*HOW TO COMPLETE THIS TASK*: Retype the listing below, keeping every line the same.

*DATA TO USE*:
PR #5328, opened 2017-07-31
ISPN-8137 computeIfPresent Ignoring radom failing test

karesti:
https://issues.jboss.org/browse/ISPN-8137

### DIFF
--- a/core/src/test/java/org/infinispan/distribution/DistSyncFuncTest.java
+++ b/core/src/test/java/org/infinispan/distribution/DistSyncFuncTest.java
@@ -352,10 +352,11 @@ public class DistSyncFuncTest extends BaseDistFunctionalTest<Object, String> {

*SOLUTION TO THE EXERCISE*:
PR #5328, opened 2017-07-31
ISPN-8137 computeIfPresent Ignoring radom failing test

karesti:
https://issues.jboss.org/browse/ISPN-8137

### DIFF
--- a/core/src/test/java/org/infinispan/distribution/DistSyncFuncTest.java
+++ b/core/src/test/java/org/infinispan/distribution/DistSyncFuncTest.java
@@ -352,10 +352,11 @@ public class DistSyncFuncTest extends BaseDistFunctionalTest<Object, String> {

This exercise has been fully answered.